Nabra Nelson: I’m glad. Yes. More long zombie journeys. Well, also, the piece is long. It’s about forty-five minutes. I know. Again, durational and experiential, and there’s this really interesting climax at near the end that’s very impactful. I’m wondering, how much do you contextualize for the audience? How much do you trust the audience to be on this journey with you? How much do you feel like you need to tell them beyond the title perhaps, especially in these durational pieces where they’re really on this very long, intimate journey that can be very emotional. Do you ever help them place those emotions, or do you allow them to create their own narratives?

Leyya Mona Tawil: Oh, wow. I wouldn’t say that I trust the audience ever. That’s just not something that I do. But I do like to traumatize them, and so kind of a pastime. I’m being funny about it, but I don’t like to explain too much. I like them to be forced to have their own thoughts about the strange things that are happening to them and in front of them. And so I tend to not contextualize occasionally. I mean, the title does a thing, of course, it sets at least a little pin in the map, and maybe there’s some framing because the venue or the presenting agency, the production house, needs to put a blurb out, and so that blurb is floating around in space somewhere.

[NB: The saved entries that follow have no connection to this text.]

PR #381, opened 2021-11-19
Test IncludeGenerated

genevieveluyt:
##### Description

Adds a test for https://github.com/Shopify/kubeaudit/pull/374

Additionally:
- The service.yml `ClusterIP` was invalid ("The Service "test-service" is invalid: spec.clusterIP: Invalid value: "10.0.171.239": provided IP is not in the valid range. The range of valid IPs is 10.96.0.0/16")
- Importing the `test` package in `client_test.go` caused a circular dependency so updated the package from `k8sinternal` to `k8sinternal_test`

##### Type of change

- [ ] Bug fix :bug:
- [ ] New feature :sparkles:

- [ ] Test A
- [ ] Test B

##### Checklist:

### DIFF
--- a/internal/test/fixtures/service.yml
+++ b/internal/test/fixtures/service.yml
@@ -9,5 +9,5 @@ spec:
     - protocol: TCP
       port: 80
       targetPort: 9376
-  clusterIP: 10.0.171.239
+  clusterIP: 10.96.0.1
   type: LoadBalancer


internal/test/fixtures/service.yml
```diff
@@ -9,5 +9,5 @@ spec:
     - protocol: TCP
       port: 80
       targetPort: 9376
-  clusterIP: 10.0.171.239
-  type: LoadBalancer
\ No newline at end of file
+  clusterIP: 10.96.0.1
```
genevieveluyt, line 12: The service.yml ClusterIP was invalid ("The Service "test-service" is invalid: spec.clusterIP: Invalid value: "10.0.171.239": provided IP is not in the valid range. The range of valid IPs is 10.96.0.0/16").

This doesn't affect tests or anything. I just happened to try to `kubectl apply` the service into a kind cluster and it failed.

internal/k8sinternal/client_test.go
```diff
@@ -1,12 +1,15 @@
-package k8sinternal
+package k8sinternal_test
```
alexhope61, line 1: Is this the normal convention that the package test have a different name than the package itself? I've not done this before and I'm wondering if I should have been...

alexhope61 (approved):

internal/k8sinternal/client_test.go
rxbchen: I remember is something to do with blackbox/whitebox testing 💭. I think when we call this a different name, we would have to import `k8sinternal` in order to get access to the rest of the code.

rxbchen (approved):
Looks good!

internal/k8sinternal/client_test.go
genevieveluyt: Exactly what Brian said! It depends what you want to test.

If you use the same package as the code you're testing (whitebox), you have access to the private methods in the package and can test those.

If you use the special `_test` package (normally Go won't let you have multiple package names in the same directory, so this test package is a special case), you can test your code as if you were a consumer of the package (blackbox).

In this case we're not testing any private methods so using the "test" package is kind of a cheat to get out of import cycle problems. Alternatively we could move the functions that cause the import cycle into a new package and import that from both `k8sinternal` and `test`.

We tend to not have too much contextual notes in If there’s a program for the show. We tend to not do too much right there. We tend to just leave it as title and experience, because I do think that part of the test or of even just do not test, that sounds like you can pass or fail, but part of the act of attending to art or even caring about having an experience is to actually have your own response to it and not a prescribed outcome. Please walk away with these new thoughts. That’s not really the point in my intentions. So I know that of course, there’s different art. There’s different forms of art and different artworks that can actually propose new ways of thinking in a very narrative and specific way. But I like to just have them have this, like you said, intimate. I think that’s a really strong word for the work that Mike and I do. And most of my works tend to have this intimacy to them because everyone’s having their almost one-to-one relationship with me while I’m performing.

Nabra Nelson: And then also a question that came up for me as you were talking about Zombie Frequencies, and Atlas actually, is how or whether pieces come back. It feels like Lime Rickey International is this character that responds to the present moment or changes and shifts, but then you have these pieces that have been performed in various places in the past, but as you’ve been saying, resonate in new ways now. How do you think about bringing back pieces or adapting or transforming previous pieces, especially in response to current events and ongoing genocide or new moments of conflict in the world or in your homelands?